By Nafeesa Hussain, Corporate Solicitor at WSP Solicitors
Recent reports reveal that 37% of family business owners are now considering relocating their companies overseas, and other SMEs are following suit.
According to Rathbones one in eight small and medium size business owners are actively planning a move, while the wealth manager and investment firm also says the number having exited the UK already has hit 6,000 over the last two years alone.
The current tax burden is cited as a key driver behind this shift, with Ireland emerging as the most popular destination (26%), followed by Dubai (21%) and the United States (18%). However, businesses are also feeling the shock of higher employment costs and tighter legislation.
It’s easy to see why relocation is an attractive proposition, from potentially lower corporation tax to more favourable regulatory environments and access to new markets just a few of the benefits; however, the reality of a move is often far more complex.
From legal structuring and tax residency rules to employment law, intellectual property and cultural differences, moving a business abroad requires careful planning to avoid costly mistakes.
So, if you’re thinking of moving your business overseas, here’s some essentials that you need to know.
Can I move the registration?
Under UK law you cannot simply transfer the country of registration of a limited company. If you wish to relocate fully, the usual approach is to dissolve the existing UK entity and incorporate a new company in your chosen jurisdiction.
Another option is to incorporate a new company overseas while retaining the UK company, operating both entities within the same corporate group. In many cases, the overseas company can trade under the same brand or name.

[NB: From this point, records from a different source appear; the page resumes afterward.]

PR #303, opened 2016-08-05
fix typo in sprintf usage

EvaLok:
copied the example and was wondering why it wasn't working.. then noticed ;)

### DIFF
--- a/doc/invalidation-handlers.rst
+++ b/doc/invalidation-handlers.rst
@@ -45,10 +45,10 @@ correct tags on all responses. You can add tags to the handler using::
 
 Before any content is sent out, you need to send the tag header_::
 
-    header(sprintf('%s: %s'),
+    header(sprintf('%s: %s',
         $tagHandler->getTagsHeaderName(),
         $tagHandler->getTagsHeaderValue()
-    );
+    ));
 
 .. tip::
 


dbu:
ups, thanks for the fix!

ddeboer:
And then we had this error again on master, cherry-picked: d126f162562867951d188b860e3d745cb05435b6. :wink:

dbu:
we should be able to merge whole 1.4 into master, no?

stof:
would be better indeed

ddeboer:
True, but this was the [only change](https://github.com/FriendsOfSymfony/FOSHttpCache/compare/1.4.2...master).

stof:
@ddeboer a merge is still better, as it means that the same commit is in both branches.
With a cherry pick, we have to manually look in the master history to discover that the patch was also applied, instead of using a comparison view again and seeing that no commits are in 1.4 without being in master.
This is why the Symfony maintenance workflow (used by this bundle as well, until your cherry-pick) is based on merging maintained branches rather than cherry picking.

ddeboer:
I know, merging would have been better – a slip-up due to simultaneously working on another project where we (necessarily) do cherry-picking instead because of diverging branches. 

So, should I merge anyway (and have 2 identical commit messages on master)?

stof:
I would say yes, as it allows to go back to the merge-based process for this repo (which is much easier to maintain)

ddeboer:
Okay, just did! Sorry for the confusion.

dbu:
thanks david. no worries, i think we can live with the occasional oddity in
the git history like two commits for the same change. merge is good, then
we are sure we dont diverge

Whether you are dissolving the existing UK entity and incorporating a new company or opening a new business while retaining the UK company, you also need to be aware of director residency rules and local law requirements for operating a business in your chosen location.
Other legal areas to consider
Intellectual Property & Contracts – When relocating overseas, intellectual property (IP) and contracts do not automatically transfer to a new company. If you dissolve a UK entity and incorporate abroad, any trademarks, patents or registered designs must be assigned under a written agreement and, where applicable, re-recorded with the relevant authority.
Contracts should also be considered. Agreements with customers, suppliers, landlords and lenders cannot simply be moved to the new entity, it is important these are reviewed before restructuring your business.
Regulatory & Licensing Issues – Regulatory requirements vary significantly by sector and jurisdiction, and in some sectors, you cannot legally trade without first obtaining formal approval from a regulator. Even if your business is fully compliant in the UK, that status does not automatically carry over. You may need to apply for fresh approvals, satisfy new capital requirements, appoint locally resident directors or demonstrate compliance with local standards before you can begin trading.
Banking & Financial Infrastructure – Establishing a new overseas company will usually require opening local bank accounts in that jurisdiction, however it’s important to note that this does not by itself change a company’s tax residency.
Businesses should also plan for payment processing, payroll, currency management and accounting systems to ensure continuity and prevent disruption during the transition.
Be aware of the tax implications
Tax is often one of the drivers behind a decision to relocate, but from a legal perspective the key point is understanding where a business will be regarded as resident for tax purposes. This is not determined solely by where a company is incorporated, but by where its central management and control is exercised in practice.
If strategic decisions continue to be made in the UK, there is a risk that the business could still be treated as UK tax resident, even if a new overseas entity is established. It is also important to consider whether a double taxation agreement (DTA) exists between the two relevant countries, the UK has DTAs with many countries which you can find here. DTAs are designed to prevent the same profits from being taxed twice, so proper planning and utilisation of these agreements is essential.
Relocation can also have wider tax consequences that need to be factored into the overall legal planning. The transfer or disposal of business assets, including intellectual property, may trigger Capital Gains Tax, and VAT obligations can continue where a business maintains UK trading activity. However, if you are relocating the business and selling goods and services abroad you may need to register and account for VAT in the new country. VAT regimes vary significantly between countries so understanding these rules in advance is essential to ensure ongoing compliance and to avoid unexpected penalties.
Employment and HR
Relocating a business does not automatically require all employees to move. Many businesses keep a UK entity or branch employing UK-based staff, or employ UK staff to support overseas operations (e.g. sales, admin, management), even where the main trading company is abroad.
If hiring employees in the new jurisdiction it’s important to research the local employment rules on contracts as well as social security contributions (e.g., similar to the UK’s National Insurance Contributions), pension obligations and other statutory benefits, such as holidays entitlements, and other care leave.
In rare circumstances where they may move new local employment contracts may be required for overseas operations. If employees are not relocating, redundancy liabilities may occur, including notice pay and statutory redundancy payments.
For some business owners, relocating a business overseas can offer new and attractive opportunities that can support long-term growth. However, the process involves navigating a complex web of rules and regulations.
The most successful relocations are those approached strategically. Business owners should consider commercial objectives, review the legal and governance implications, and the tax impact in both locations and before any formal steps are taken.